> [Required work] Exact copies of all the entries are needed.

[Items from a data source]

PR #2692, opened 2024-04-09
Fix pipeline version reference in pipeline run details

Gkrumbach07:
closes: https://issues.redhat.com/browse/RHOAIENG-5245

## Description

- handles sdk flow where user creates a run using `kfp.Client.create_run_from_pipeline_package` which produces a run without a reference to a pipeline/pipeline version. This PR adjusts the types to make it the reference optional so we dont run into this type error in the future
- also now will fallback to run.pipeline_spec (is only available when creating a run using `create_run_from_pipeline_package`) instead of fetching the version and getting the spec from there.

## How Has This Been Tested?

> [Exercise output]
PR #2692, opened 2024-04-09
Fix pipeline version reference in pipeline run details

Gkrumbach07:
closes: https://issues.redhat.com/browse/RHOAIENG-5245

## Description

- handles sdk flow where user creates a run using `kfp.Client.create_run_from_pipeline_package` which produces a run without a reference to a pipeline/pipeline version. This PR adjusts the types to make it the reference optional so we dont run into this type error in the future
- also now will fallback to run.pipeline_spec (is only available when creating a run using `create_run_from_pipeline_package`) instead of fetching the version and getting the spec from there.

## How Has This Been Tested?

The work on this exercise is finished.